De Paname à Syd, à vélo, en lit à roulettes, à fond la caisse ou à pas lents, in French and English, sailing and steaming, even roller-bedding, stroll, rush and dérive pour un bout de chemin. Explosif!

04 December 2008

Du paysage et de la carte


Le paysage est la carte d'un imaginaire, avec ses orientations, haut, bas, gauche, droite, et ses points cardinaux, septentrion, midi, orient, occident (plus exotique que nos sempiternelles monosyllabes, non?)
Parmi les paysages, ceux qui peignent la nature en appellent au sublime, au dépassement de la mesure humaine par l'incommensurable. Le paysage urbain est, lui, abstrait, parce que géométrique, bâti de main d'homme (vous connaissez beaucoup de femmes parmi les architectes et les ouvriers du bâtiment, vous?).

Dès que le temps travaille un paysage urbain, c'est la vie qui suinte des murs, qui les anime de rêveries et de chaos, de jeux et de fêlures, de mille passions infinitésimales à travers lesquelles le passant voit comme par des seuils. Le mur se fait médium, fenêtre, carte, circuit ouvert au songe. On est plus à même de saisir les fantômes qui le hantent par la peinture que par la photo. La main anime la surface du tableau comme d'autres mains ont fait vivre, ont habité ces autres surfaces. La main tord les angles droits, les parallèles, les plans orthogonaux, elle les gauchit, elle transforme le géométrique en empathique, elle donne son esprit, humble, inexact et humain, à l'espace urbain; comme les arbres le transfigurent de leurs branches et de leurs feuilles.

Est-on condamnéEs à se laisser fasciner par les tout petits bouts de poésie de l'espace urbain, sous peine d'y être aliéné à en mourir? Les murs sont des surfaces de projection pour un cinéma intérieur que détruisent télévision et ordinateur.
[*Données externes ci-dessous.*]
PR #283, opened 2024-03-13
Clientmount issues

ajfloeder:
In the SimpleFileSystem code when an unmount operation is successful, don't attempt unmount activities on subsequent Reconciles since the filesystem has already been unmounted. That is, trust the `Ready` status of the clientmount resource.

### DIFF
--- a/internal/controller/nnf_clientmount_controller.go
+++ b/internal/controller/nnf_clientmount_controller.go
@@ -234,7 +234,7 @@ func (r *NnfClientMountReconciler) changeMount(ctx context.Context, clientMount 
 			}
 		}
 	} else {
-		unmounted, err := fileSystem.Unmount(ctx, clientMountInfo.MountPath)
+		unmounted, err := fileSystem.Unmount(ctx, clientMountInfo.MountPath, clientMount.Status.Mounts[index].Ready)
 		if err != nil {
 			return dwsv1alpha2.NewResourceError("unable to unmount file system").WithError(err).WithMajor()
 		}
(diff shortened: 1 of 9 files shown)


pkg/filesystem/filesystem.go
```diff
@@ -38,7 +38,7 @@ type FileSystem interface {
 	Mount(ctx context.Context, path string, complete bool) (bool, error)
 
 	// Unmount the file system
-	Unmount(ctx context.Context, path string) (bool, error)
+	Unmount(ctx context.Context, path string, complete bool) (bool, error)
```
ajfloeder, line 41: Add the parameter that indicates whether we've already successfully unmounted to the API.

internal/controller/nnf_clientmount_controller.go
```diff
@@ -234,7 +234,7 @@ func (r *NnfClientMountReconciler) changeMount(ctx context.Context, clientMount
 			}
 		}
 	} else {
-		unmounted, err := fileSystem.Unmount(ctx, clientMountInfo.MountPath)
+		unmounted, err := fileSystem.Unmount(ctx, clientMountInfo.MountPath, clientMount.Status.Mounts[index].Ready)
```
roehrich-hpe, line 237: Two questions:
1. Why bother to call this fileSystem.Unmount() if Ready==True?
2. Reconcilers are built around the idea that they "reconcile"--they always verify and correct their Status. If you're going to deviate from that model, then that ought to be described and justified.

roehrich-hpe (changes requested):

internal/controller/nnf_clientmount_controller.go
roehrich-hpe: 3. If the status update that was supposed to set Ready=True hits a stale cache error (I forget the error about the cache being stale), then you'll be back here repeating a real unmount anyway. Will that stuff things up again?

PR #285, opened 2024-03-22
Upgrade controller-gen to v0.14.0 and setup-envtest to 3/20/24

roehrich-hpe:
The k8s-go community broke a few things this morning, our time.


roehrich-hpe:
The switch to controller-gen v0.14.0 is something we can keep.  The pinning of setup-envtest feels like something that ought to be short-term; like maybe the k8s-go folks will revert that breakage by Monday.

roehrich-hpe:
The setup-envtest I picked is from two days ago, since the latest one today is broken. Here's where I'm looking for setup-envtest versions:
https://pkg.go.dev/sigs.k8s.io/controller-runtime/tools/setup-envtest/versions?tab=versions

bdevcich (approved):

PR #286, opened 2024-03-25
Ensure NnfNodeBlockStorages for lustre have a capacity of at least 4GB

bdevcich:

### DIFF
--- a/internal/controller/nnf_storage_controller.go
+++ b/internal/controller/nnf_storage_controller.go
@@ -354,7 +354,8 @@ func (r *NnfStorageReconciler) createNodeBlockStorage(ctx context.Context, nnfSt
 
 				for i := range nnfNodeBlockStorage.Spec.Allocations {
 
-					// For lustre - bump up the capacity if less than the floor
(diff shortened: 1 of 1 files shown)


internal/controller/nnf_storage_controller.go
```diff
@@ -347,7 +353,13 @@ func (r *NnfStorageReconciler) createNodeBlockStorage(ctx context.Context, nnfSt
 				}
 
 				for i := range nnfNodeBlockStorage.Spec.Allocations {
-					nnfNodeBlockStorage.Spec.Allocations[i].Capacity = allocationSet.Capacity
+
+					// For lustre - bump up the capacity if less than the floor
```
ajfloeder, line 357: Maybe mention zpool here.

ajfloeder (approved):

internal/controller/nnf_storage_controller.go
bdevcich: How's this?

```
// For lustre (zfs), bump up the capacity if less than the floor. This is to
// ensure that zpool create does not fail if the size is too small.
```

PR #9508, opened 2026-06-27
feat(rlp): verified drop-in rlp_content_to_u256_be (failure path)

pirapira:
## What

First slice of a track that replaces the codegen stateless guest's
**unverified** RLP decode helpers (emitted as raw assembly strings in
`EvmAsm/Codegen/Programs/RlpWalk.lean`) with verified `Program`s carrying
**caller-facing** Hoare-triple specs.

This PR targets the smallest guest decoder that writes an **output memory
region**: `rlp_content_to_u256_be` (the right-align-into-32-byte-BE-u256 half of
`rlp_field_to_u256_be`). It adds `EvmAsm/Rv64/RLP/ContentToU256Be.lean` with:

- `rlp_content_to_u256_be_prog` — the faithful **21-instruction** drop-in body
  (matches the guest's LP64 calling convention exactly, so it is a literal
  drop-in once codegen is rewired);
- `rlp_content_to_u256_be_too_long_spec_within` — a **complete** leaf-function
  Hoare triple for the content-too-long **failure path** (`len > 32`),
  `cpsTripleWithin 8 base (raVal &&& ~~~1)`.

## Why this shape of spec

The spec is written to be informative for callers, per the three things a
drop-in contract must state:

- **How to give inputs** — `a0`/`a1`/`a2` = content ptr / content length /
  output ptr (LP64; see `EvmAsm/Evm64/CallingConvention.lean`).
- **Where outputs are located** — status in `a0` (`2` = too long), and the
  32-byte big-endian `u256` in the 4 dwords at `a2`.
- **What can happen to the output memory region on failure** — the caller
  still **owns** a writable 32-byte region at `a2`, but its contents are
  **arbitrary**. This is expressed with `memOwnU256` (four `memOwn` dwords), so
  the contract deliberately under-specifies the bytes and callers must not read
  them. (This particular body zeroes the buffer before the length check; the
  weaker contract keeps any conforming implementation a valid drop-in.)

## Scope (intentionally small — first example for feedback)

Only the **failure** path (`len > 32`) is proved here — it is loop-free and
exercises every part of the caller contract above. The **success** path
(`len ≤ 32`, the right-aligned big-endian copy loop) is a follow-up that will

C'est ce geste de se les représenter autrement, au-delà de leur matérialité et de leur fonction architecturale, qui fait des murs des ouvertures vers l'espace spirituel, comme s'ils avaient vocation de cartographier les émotions et les réflexions passées, de s'en faire la trace et la ruine, l'os et la crypte.

Les architectes rêvent de nos espaces futurs sur des ordinateurs, et les génèrent comme des structures abstraites, géométriques pures. L'humain, l'homme, n'y a de place qu'en tant qu'abstraction, un point minuscule dans une tour mégane escaladant le ciel. A cette distance, la femme n'existe pas, sauf à l'état de robe et de cheveux longs, c'est d'hommanité qu'il faudrait parler, une entité collective pareille à une fourmilière, marchant d'un pas égal vers une tâche commune dans une cohésion parfaite où chaque rôle particulier est distribué comme une lobotomie, selon une hiérarchie stricte .
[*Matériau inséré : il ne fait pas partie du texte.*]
PR #9510, opened 2026-06-27
feat(rlp): make decodeScalar canonical-strict (reject non-canonical integers)

pirapira:
## What

Repairs the pure RLP scalar decoder `EvmAsm.EL.RLP.decodeScalar` to be
**canonical-strict**, matching execution-specs `ethereum_rlp._deserialize_to_uint`:

```python
if len(decoded) > 0 and decoded[0] == 0:
    raise DecodingError("non-canonical integer")
```

Before, `decodeScalar` read **any** byte string as `Nat.fromBytesBE data` — it
accepted leading-zero (non-canonical) integer encodings that execution-specs
rejects (e.g. `0x00`, or `0x82 0x00 0x05`). Now it rejects them: a byte string
is a valid scalar iff `data.headD 1 ≠ 0` (the empty string stays the canonical
`0`; a nonzero value's high byte must be nonzero). The round-trip
(`decodeScalar_encodeScalar`), injectivity, and right-inverse lemmas are
re-proved for the strict decoder (the round-trip still holds because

Les espaces urbains ont beau être minéraux, inertes et artificiels, ils finissent par acquérir une qualité organiques, avec l'âge, l'érosion, la moisissure, la fissure, la poussière et la percée des herbes, des arbres à travers pavés et asphalte. Avec les objets quotidiens qui portent encore la trace des corps de leurs utilisateurs. Les coups, les creux, les gauchissements, les usures et les jeux, les raidissements et les tendresses. Montre-moi tes murs, je te dirai qui tu es.